Optimization of a Horizontal Axis HTS ZFC Levitation Bearing Using Genetic Decision Algorithms Over Finite Element Results

Abstract

In this article, a multiobjective optimization is done to minimize the cost and volume of a horizontal axis high-temperature superconductors (HTS) levitation bearing. The optimization is done using 3-D finite-element analysis (FEA) and an equivalent magnetic permeability model for HTS bulks depending on the applied magnetic field. The use of this equivalent permeability model rather than the HTS magnetization Kim's model is required to perform the optimization process in a feasible time. The computation time for 3-D FEA with Kim's HTS model is 43.6 h and with the equivalent permeability model is 2.2 min.

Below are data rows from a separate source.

PR #3730, opened 2015-12-10
No more isset on request

prhost:
Helper to help pick up the values without the need to check the position in the array exists or not, and still you can have a value if there is no default.

Example:

```php
$telephone = $this->request->post('telephone', false);
```

### DIFF
--- a/upload/system/library/request.php
+++ b/upload/system/library/request.php
@@ -28,4 +28,28 @@ class Request {
 
 		return $data;
 	}
+
+	public function post($key, $default = null) {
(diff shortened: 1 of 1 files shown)


OpenCartAddons:
+1 Good Idea

danielkerr:
not a chance. this causes as many problems as issues fixed.

I have explained this now about 3 times.

$this->request->post('telephone', false);

can not do 

$this->request->post['address'][0];

prhost:
but can do so:
`$this->request->post('address')[0]`

this will only help but be checking all the time if the position exists, would only help.

PR #3735, opened 2015-12-11
Change quantity to input type="number"

DaveMcW:


danielkerr:
can not as firefox does not support a lot of the new html 5 form attributes

nuke123:
http://caniuse.com/input-number 
Yes but number is well supported and will revert back to text anyway. It gives a massive UI improvement on mobiles so why not?

DaveMcW:
It works very well with Firefox, even on PC you get a useful up/down arrow.  And of course a much nicer keypad on mobile.

PR #3742, opened 2015-12-16
Added generator meta tag

artem328:


nuke123:
Nobody really needs to know this information, well apart from making it easier for hackers

artem328:
@nuke123, may be you're right. But I think it looks better, more official.

nuke123:
Add it to a humans.txt file under Software

jamesallsup:
This is not a bug, please use the suggestion site.

PR #3744, opened 2015-12-17
Dreamvention

mif32:
We  need this function for our Ajax Quick Checkout.
Please add this to new version.


danielkerr:
there will be away of doing what you need to do without this feature.

PR #3747, opened 2015-12-18
Update header.tpl

newerton:
Searching script only for the header


GomDani:
Don't need, if you look the function

```
public function getScripts($postion = 'header') 
```

header is predefined.

newerton:
But the functions return this:
```php
return $this->scripts[$postion];
```
In catalog/controller/common/header.php(line 34), return;
```php
$data['scripts'] = $this->document->getScripts();
```

Result in the layout is:
```php
array(1) {
  ["header"]=>
  array(2) {
    ["catalog/view/javascript/bootstrap/dist/js/bootstrap.min.js"]=>
    string(58) "catalog/view/javascript/bootstrap/dist/js/bootstrap.min.js"
  }
}
```

newerton:
Sorry!

The vqmod of Nitro Pack, alter the function.

PR #5232, opened 2017-02-28
Update pagination.php

billynoah:
lines 36, 39 & 69: Fix replacements in pagination url for page 1 when SEO Urls are enabled and current page is higher than 1
lines 38 & 68: use loose type comparison == instead of === since $i becomes type `double` and not an integer
fix indentation on line 69


straightlight:
No longer relevant. system/library/pagination.php file has been removed from the master branch and now being handled from common/pagination loading the common/pagination TWIG file. Therefore, this commit will now be closed.

PR #5247, opened 2017-03-07
Marketplace Update

OpenCartAddons:
Added support For `/image/extension/`, `/javascript/extension/` & `/stylesheet/extension/` directories for extension download packages.

The `admin/view/template/extension/` directory will get cluttered with images, .js and .css files.  This change will allow developers to keep extension files organized in their corresponding directories.

Front end already supports `/image/extension/` and `/stylesheet/extension/` as these are located within the theme directory.

### DIFF
--- a/upload/admin/controller/marketplace/marketplace.php
+++ b/upload/admin/controller/marketplace/marketplace.php
@@ -930,9 +930,13 @@ class ControllerMarketplaceMarketplace extends Controller {
 				$allowed = array(
 					'admin/controller/extension/',
 					'admin/model/extension/',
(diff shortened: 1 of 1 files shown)


dmitriyzhuk:
@OpenCartAddons  i think you are absolutely right, but i went a bit further in this pull request. https://github.com/opencart/opencart/pull/5281

because we also miss out on autoload if we don't have access to system/library 
config 
shared files between admin and catalog
shared images ...

OpenCartAddons:
https://github.com/opencart/opencart/pull/5281

Issue #5248, opened 2017-03-07
Invoice Prefix still using year 2013 for new opencart install


trinkaljuneja:
While installing new opencart , Invoice Prefix still start for year 2013

**config_invoice_prefix** is variable 

File 
[opencart/upload/install/opencart.sql](https://github.com/opencart/opencart/blob/master/upload/install/opencart.sql)

line number (3189) to edit 

(0, 'config', 'config_invoice_prefix', 'INV-2013-00', 0),

pelagise:
I looked at the code and see the same, it looks like the code needs to be updated to the current year of install.

arnisjuraga:
Wouldn't it be better to use current year always?

~~~sql
(0, 'config', 'config_invoice_prefix', CONCAT('INV-', YEAR(CURDATE()), '-00'), 0),
~~~

https://github.com/opencart/opencart/pull/5250/commits/44ea59cf71019af9f212b84fff4014b5a8ba3bc9#diff-e1c5ff998f578ec755fca08d0c454667R3189

pnair39:
If this is a live store with invoice prefix set and they do an upgrade will this script overwrite the current settings in settings>options?

arnisjuraga:
No, it should not, because this script is executed ONLY on a new install with a fresh database. 
Upgrades are taken only from here: https://github.com/opencart/opencart/tree/master/upload/install/model/upgrade

PR #5250, opened 2017-03-07
Set Invoice Prefix during install to current Year

arnisjuraga:


arnisjuraga:
#5248

straightlight:
During a fresh installation, that might be ideal. Added in the features-pre release. Thanks for posting this.

PR #5281, opened 2017-03-15
Update Marketplace  - folders that allow all extension to work

dmitriyzhuk:
For most of the modules the list of allowed folders is not enough. it will create duplicate code which is not good practice. 

to avoid this we would suggest adding the follwoing folders 

$allowed = array(
    'admin/controller/extension/',
    'admin/model/extension/',
    'admin/view/image/extension/',
    'admin/view/javascript/extension/',
    'admin/view/stylesheet/extension/',
    'admin/view/template/extension/',
    'catalog/controller/extension/',
    'catalog/model/extension/',
    'catalog/view/javascript/extension/',
    'catalog/view/theme/',
    'system/config/extension/',
    'system/library/extension/',
    'system/storage/logs/extension/',
    'system/extension/',
    'image/catalog/extension/',
);

from the code I assume language is not an issue - it has its own logic.

### DIFF
--- a/upload/admin/controller/marketplace/marketplace.php
+++ b/upload/admin/controller/marketplace/marketplace.php
@@ -930,10 +930,19 @@ class ControllerMarketplaceMarketplace extends Controller {
 				$allowed = array(
 					'admin/controller/extension/',
 					'admin/model/extension/',
+					'admin/view/image/extension/',
+					'admin/view/javascript/extension/',
+					'admin/view/stylesheet/extension/',
 					'admin/view/template/extension/',
 					'catalog/controller/extension/',
 					'catalog/model/extension/',
-					'catalog/view/theme/'
+					'catalog/view/javascript/extension/',
+					'catalog/view/theme/',
+					'system/config/extension/',
+					'system/library/extension/',
+					'system/extension/',
+					'system/storage/logs/extension/',
+					'image/catalog/extension/'
 				);
 
 				// Language Admin


dmitriyzhuk:
Many of our extensions are quite complex and rely on thrid-party libraries that are used both in admin and category. 

placing them in each of those folders simply duplicates the code and makes no sense.

Also we use PSR  Autoload and losing this option is really a bad way to develop code.

we often use config files to create a basic setup and we have files that are shared between the admin and catalog. 

so with this in mind we would be happy if we could keep all these features in Opencart

OpenCartAddons:
I've submitted a PR (https://github.com/opencart/opencart/pull/5247) for this already, but I like your idea of including a system/library directory.

danielkerr:
im going to have an override folder called vendor for the 3rd party libraires. it will still work like load libraries.

dmitriyzhuk:
Super! 
what about **system/config** - we use it for almost every product. and we load the configs via the standard load method which is very convenient. 

would also love to see this option available

danielkerr:
I'll add some of the folders

danielkerr:
Also once this Dev branch is ready we are going to give Devs a cloud store each for testing there mods.

danielkerr:
ok added this manually

danielkerr:
i dont think its require to haver a seperate directory for extension logs. its just working space needed for logs

PR #5293, opened 2017-03-20
Fix 'Undefined index: password' in customer model

auralon:


ADDCreative:
This is wrong. If the password is blank. Which is very likely if just updating name, email, etc. It will mess up the customer's password.

If you are getting 'Undefined index: password' it's probable a messed up admin theme or due to a modification.

auralon:
@ADDCreative in which case, shouldn't it be...

    if (isset($data['password']) && $data['password']) {

This would get rid of the undefined index error and ensure that blank passwords are ignored.

samchen945:
Why the tpl has no <input name="password"> ?

auralon:
@samchen945 is it not this? https://github.com/opencart/opencart/blob/master/upload/admin/view/template/customer/customer_form.tpl#L266

danielkerr:
@auralon dont post fixes again you dont know what you are doing!

auralon:
I'm working on an inherited site that uses the `editCustomer` method in an extension module, where at times the password key/value pair isn't in the `$data` array passed through to the model.  I traced the undefined index error to this line and spotted what I believed to be a genuine bug.  The amendment to that initial patch would work perfectly well, however, even if it would be surplus to requirement in a default opencart installation.  I'll be sure to not post any future fixes though, thanks.

PR #5298, opened 2017-03-22
Voucher description correction

ADDCreative:
Voucher value in description is wrong if not default currency.

### DIFF
--- a/upload/catalog/controller/account/voucher.php
+++ b/upload/catalog/controller/account/voucher.php
@@ -13,7 +13,7 @@ class ControllerAccountVoucher extends Controller {
 
 		if (($this->request->server['REQUEST_METHOD'] == 'POST') && $this->validate()) {
 			$this->session->data['vouchers'][mt_rand()] = array(
-				'description'      => sprintf($this->language->get('text_for'), $this->currency->format($this->request->post['amount'], $this->session->data['currency']), $this->request->post['to_name']),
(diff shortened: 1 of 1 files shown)


straightlight:
Not sure why the 1.0 would always need to be used ...
With the integration of the currency fixer, the automation for the currency can be handled with the $this->currency->format and the $this->currency->convert ...

```$this->config->get('config_currency')``` could then be used instead of 1.0 ... any reason why the default value of 1.0 needs to be hardcoded while, nowadays, the pre-release version now instructs the user to put 1 in their admin currency form as their default value?

ADDCreative:
The value of the default currency will be 1, but other currencies will different values. See the screenshot https://github.com/opencart/opencart/issues/6319#issuecomment-358535564 where a second currency EUR have been added and the customer has selected this. So default will be USD = 1 and second EUR = 0.85. It wrongly has the description "€12.75 Gift Certificate" where it should be €15 to match the actual cost. This is because the $this->request->post['amount'] is already in the customer's currency. As no conversion is needed, only formatting we need to set the conversion value to 1.0.

Looks @Felix-Ho has already committed my fix to the master branch. https://github.com/opencart/opencart/commit/9bda8ae81f182dcfb27c60f9258f877e2d9f70b8

Just need to add to the 3.0.3.4 Pre-release.

straightlight:
Ok, found it in the master branch: https://github.com/opencart/opencart/blob/master/upload/catalog/controller/account/voucher.php . Will add it to the pre-release.

straightlight:
Ok, issue has been resolved. Code is already in master branch and now added to pre-release. This commit will now be closed.

PR #5303, opened 2017-03-24
Update store.php

DMConklin:
I know it's purely aesthetic but hey why not?


ADDCreative:
$this->config->get('config_secure') is actually redundant. It's not actually used anywhere any more (apart from maybe klarna_checkout.php). See https://github.com/opencart/opencart/search?utf8=%E2%9C%93&q=config_secure&type=

It should either be removed from the settings or actually used somewhere.

Maybe this line https://github.com/opencart/opencart/blob/master/upload/catalog/controller/startup/startup.php#L36 should be.
```php
$this->registry->set('url', new Url($this->config->get('config_url'), $this->config->get('config_secure') ? $this->config->get('config_ssl') : ''));
```

In which case the home page will not be HTTPS anyway.

PR #5313, opened 2017-03-30
Update account.php

kooy:
in reg page,  /index.php?route=account/register

404 Error when select country

json query:  /index.php?route=account/account/country&country_id=


ADDCreative:
I think it's been moved to here https://github.com/opencart/opencart/blob/master/upload/catalog/controller/localisation/country.php.

See https://github.com/opencart/opencart/commit/8647e6c097afba292b1c20a5205b5e536712a76c.

PR #5330, opened 2017-04-04
Update session.php

danijelGombac:
I think we also need to check if isset api_token.


danielkerr:
i think already fixed with my last commit

danijelGombac:
No, this part is mising.

danielkerr:
i it required?

PR #5332, opened 2017-04-05
Add support for vendor libraries in system/vendor/

raxbg:
In this implementation the **vendor/** directory is being checked before the **library/** one, to allow replacing native libraries with 3rd party ones in an "elegant" way. Not sure if this is okay though. The order might need to be reversed if such an override is not going to be allowed.


danielkerr:
im going to allow extensions to use the library folder i think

The equivalent permeability model is described and calibrated using experimental results from a previously developed D5 levitation bearing and is then used in the optimization process. From the cost optimization, results show that it is possible to reduce by 45.9% the cost of the levitation bearing by reducing the HTS volume by 55.4% and increasing the permanent magnet's (PM's) volume by 69.6%, while maintaining the same net lifting forces. From the volume optimization, it was possible to reduce both HTS and PM's volume by 16.2% and 22.4%, respectively, and to reduce the overall levitation bearing cost by 16.6%. From the optimization, it was verified that the solution from the cost optimization provided an increase of stability (guidance forces).